Liberté de la presse, critique & droit de réponse

Protéger la critique loyale comme condition de l’intérêt public

Une future Fondation CHM devrait défendre la liberté d’informer, de critiquer, de questionner et de répondre. Un patrimoine vivant ne peut pas être protégé uniquement par des discours favorables. Il a aussi besoin de regards indépendants, de corrections, d’objections, d’enquêtes, de témoignages et de controverses loyalement conduites.

La liberté de la presse et le droit de critique sont particulièrement importants lorsqu’un lieu historique implique des intérêts économiques, des résidents, des visiteurs, une commune propriétaire, des opérateurs, des associations, des archives, des questions environnementales et une mission d’intérêt public.

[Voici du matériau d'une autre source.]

PR #176, opened 2026-09-02
fix(node): a Mac serving whole models is ONLINE, not JOINING

### LINKED ISSUE #175: Macs serving via the Ollama stopgap announce JOINING forever — invisible on the map and excluded from inference
## Summary

A Mac serving whole-model inference through the approved Ollama stopgap announces
`state = 0` (JOINING) forever. The map renders that as **offline**, and — the part that
matters more — `shard run` filters on `state == 2`, so the node is **excluded from
inference selection** while it is in fact serving.

Every Apple-silicon contributor on the sanctioned path is invisible to the network it is
contributing to.

## Root cause

`announce_state()` gates ONLINE on a sentinel that only the block-sharding path writes.

- `kwaai-cli/src/config.rs:1017` — `announce_state()` returns `2` if
  `ShardManager::shard_is_ready()`, else `0`.
- `kwaai-cli/src/daemon.rs:396` — `shard_is_ready()` is
  `ready_file().exists() && is_running()`, where `ready_file()` is
  `~/.kwaainet/run/shard.ready`.
- `kwaai-cli/src/shard_cmd.rs:665` — the **only** place that writes it, on the
  block-sharding path.
- `kwaai-cli/src/shard_cmd.rs:272-307` — the macOS whole-model path registers the Ollama
  proxy handler, prints *"This node does not advertise a block range — by design on
  macOS"*, and waits on ctrl-C. **It never writes the sentinel.**

The gate encodes "ready" as "has a loaded block shard". That stopped being the only way to
serve when the Metal stopgap (#117) landed, and nothing updated the gate.

`config.rs:1014` states the consequence explicitly, in the comment above the function:

> ONLINE means "this node will serve inference", not merely "this node is up" —
> `shard run` filters on `state == 2`

By that definition a Mac serving over `/kwaai/ollama-proxy/1.0.0` **is** online. The code
says otherwise.

## Evidence

`map.kwaai.ai/api/v1/state`, this machine:

```json
{
  "peer_id": "12D3KooWAourfFoxBjBiXWHdZjxPAuenuyYLFjxHa1C9zknjYA7A",
  "state": "offline",
  "public_name": "rezarassool-macos-aarch64/v0.6.6",
  "version": "kwaai-0.6.6",
  "throughput": 36.23,
  "start_block": 0, "end_block": 32,
  "using_relay": true
}
```

The record is being published correctly — the map knows the version and the throughput.
Only the state is wrong. Meanwhile the node is connected to both bootstraps (`direct`) and
its shard log reads:

```
✅ Ollama ready — serving: llama3.1:8b, …
✅ Serving whole-model inference over /kwaai/ollama-proxy/1.0.0
💡 This node does not advertise a block range — by design on macOS.
```

`~/.kwaainet/run/shard.ready` is absent, as expected on this path.

Across the fleet the pattern holds — recent Macs offline, the one pre-stopgap Mac online:

| node | version | map state |
|---|---|---|
| `rezarassool-macos-aarch64` | 0.6.6 | offline |
| `gandalf_macosx64` | 0.6.5 | offline |
| `projxai-macos-aarch64` | 0.4.24 | **online** — predates the stopgap |

## Reproduce

1. On an Apple-silicon Mac with Ollama running, start the node (`run-node` registers
   `/kwaai/ollama-proxy/1.0.0` on its own).
2. `test -f ~/.kwaainet/run/shard.ready` → absent.
3. Query `map.kwaai.ai/api/v1/state` for this peer → `"state": "offline"`.
4. Confirm it is nonetheless serving: the proxy protocol is registered and answers.

## A second inconsistency, same area

The announcement carries `start_block: 0, end_block: 32` on a path that explicitly says it
advertises no block range. If "0-32" is meant as "the whole model", that is defensible, but
it is not what the log claims, and a client selecting by block range cannot tell this node
from a real 32-block shard.

## Possibly related, not yet confirmed

Several non-Mac nodes are also offline (`metro-win/v0.6.6`, `anonymous-windows/v0.6.5`,
`john-linux-vovin/v0.6.5`, `john-linux-naga/v0.6.5`, `christophe-linux/v0.6.5`), where
block sharding *is* viable and this explanation does not apply.

Hypothesis, needing separate evidence: `daemon.rs:469` in `spawn_shard_child()` removes
`shard.ready` **unconditionally**, while both it and its caller (`node.rs:1473`) guard
stopping/adopting the shard on `is_running()`, which reads a shard pid file. On this machine
that pid file does not exist and `kwaainet shard serve` has been orphaned since Aug 30 — so
a restart can delete the sentinel while being unable to see or restart the process that
would rewrite it. That would strand any node whose `run-node` restarted while its shard kept
running, which is what an auto-update does.

## Suggested direction

Make readiness mode-aware rather than overloading `shard.ready`, since the two modes differ
in whether a block range exists and downstream selection depends on that. Either a second
sentinel written when the Ollama proxy registers, or `announce_state()` consulting the
registered protocol set.

Overloading `shard.ready` from the macOS path would be a smaller diff but makes
`shard_is_ready()` true for a node with no block shard, which other callers may not expect.

RezaRassool:
Closes #175.

## The bug

`announce_state()` gated ONLINE on `shard.ready`, which only the block-sharding path
writes. A Mac serves whole models over `/kwaai/ollama-proxy/1.0.0` and deliberately loads
no block shard, so it never wrote that sentinel and announced **JOINING for as long as it
ran**.

Not just a map problem. `config.rs`'s own comment notes that `shard run` filters on
`state == 2`, so those nodes were **excluded from inference selection** while serving
perfectly well — every contributor on the sanctioned Apple path invisible to the network
they were contributing to.

Observed on this fleet: `rezarassool-macos-aarch64/v0.6.6` and `gandalf_macosx64/v0.6.5`
both offline, while `projxai-macos-aarch64/v0.4.24` — predating the stopgap — shows online.

## The fix

Readiness is **mode-aware** rather than overloading `shard.ready`. A second sentinel,
`whole_model.ready`, records the other way a node can serve; `announce_state()` accepts
either.

Keeping them separate is the point: `shard.ready` means "a block shard is loaded" and its
callers act on the block range that implies, which a whole-model node does not have. A
test pins that distinction.

Three properties worth calling out:

- **Re-derived, not latched.** The sentinel is refreshed from a live `ollama::readiness()`
  probe before every announce, so a node that loses Ollama retracts the claim instead of
  advertising a dead path until restart.
- **Derived before the first announce too**, so a Mac already serving comes up ONLINE
  rather than sitting at JOINING for a full re-announce interval. Both the p2pd and native
  paths are wired.
- **No liveness check on this one**, unlike `shard_is_ready`. The block shard is a separate
  process that can die behind its pid file; whole-model serving is registered by the
  announcing process itself, so reaching that code is the liveness proof.

Gated on macOS to match the condition that selects the whole-model path at all
(`cfg!(target_os = "macos") && !force_blocks`) — marking it elsewhere would promise a block
range the node does not have.

## Testing

Two regression tests, **both verified to fail against the old gate**:

```
whole_model_serving_announces_online ... FAILED
  assertion `left == right` failed: a node serving whole models over the
  Ollama proxy is ONLINE
```

1250 tests pass, clippy and fmt clean.

## Not addressed here

Two things from #175 are deliberately left out of this PR:

- The announcement still carries `start_block: 0, end_block: 32` on a path that says it
  advertises no block range. Either that means "the whole model" and the log is misleading,
  or it is wrong — but it is a separate decision about what consumers should see.
- The non-Mac offline nodes (`metro-win`, several Linux) have a different cause. The
  hypothesis in #175 — `spawn_shard_child()` deleting `shard.ready` unconditionally while
  unable to see an orphaned shard process — still needs evidence.


RezaRassool:
## Confirmed end to end on a live node

Built this branch, stopped the running node, and started it on the branch binary against the
real `~/.kwaainet`. Same peer, same identity, production DHT.

**The sentinel is written at startup**, before the first announce — which is the half of the
fix with no unit coverage:

```
$ test -f ~/.kwaainet/run/whole_model.ready && echo present
present
```

```
16:52:18.996  announce state changed reachability=Private announceable=true epoch=1
16:52:19.001  [2/4] Preparing the DHT announcement...
16:52:19.811  [3/4] Announcing to DHT...
16:52:19.897  STORE response from QmQhRu…KhaJc: 32/32 stored
16:52:20.151  STORE response from Qmd3A8…6RZJY: 32/32 stored
```

**And the map flipped on the first crawl after it** (`update_period` is 60s):

```
16:52:18  state=offline  thr=0.0    cache=0        <- tombstone from `kwaainet stop`
16:53:30  state=online   thr=31.92  cache=100000   <- first crawl after the restart
```

Worth being precise about why that is evidence rather than coincidence. `span.server_info.state`
is the **node's own published field**, not a liveness judgement the map makes — so `online`
means `announce_state()` returned `2`. And `throughput`/`cache_tokens_left` came back as live
values instead of the tombstone zeroes, so it is a fresh announcement rather than a cached
record.

The 16:52:18 row also explains the one-crawl delay: that snapshot completed 0.5s *before* the
announce landed, and it carries the `throughput: 0.0, cache_tokens_left: 0` shape that
`build_unannounce_records` writes — so it was faithfully recording the graceful stop, not a
failure of the fix.

### Verification now covers

| | |
|---|---|
| `announce_state()` reads the sentinel | 2 unit tests, both confirmed to fail on the old gate |
| The two sentinels stay distinct | unit test |
| The real `ollama::readiness` probe writes it | live test — 10 models on this box |
| Losing Ollama retracts the claim | live test — `announce_state()` back to `0` |
| A real node flips on the real map | this comment |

Ce programme pourrait soutenir une culture de transparence : accès aux sources publiques, publication de documents utiles, droit de réponse, méthodologie de correction, protection des témoignages, distinction entre faits et opinions, et refus des pressions destinées à faire taire les critiques de bonne foi.

Il ne s’agirait pas d’encourager la diffamation, l’insulte ou l’accusation imprudente. Au contraire, une critique utile doit être précise, sourcée, proportionnée et corrigible. Elle doit distinguer les faits établis, les témoignages, les hypothèses, les soupçons documentés et les conclusions juridiques.

Le droit de réponse serait une partie essentielle de cette culture. Toute personne ou entité mise en cause de manière sérieuse devrait pouvoir répondre, corriger, contester ou contextualiser les informations publiées. La critique loyale suppose la possibilité de contradiction.

Ce programme pourrait aussi aborder les risques de procédures abusives contre les personnes qui dénoncent des problèmes d’intérêt public. Lorsqu’une critique documentée concerne la gouvernance, l’environnement, l’entretien, les droits des résidents, les flux économiques ou la protection du patrimoine, elle ne devrait pas être étouffée par intimidation.

Une Fondation CHM digne de l’intérêt public devrait donc accepter d’être critiquée elle-même. Elle ne pourrait pas demander la transparence aux autres tout en refusant les questions qui la concernent.

La liberté de la presse, la critique et le droit de réponse ne sont pas des ornements démocratiques. Ils sont des mécanismes de protection du lieu. Sans eux, le patrimoine vivant peut être raconté par les seuls pouvoirs qui le contrôlent.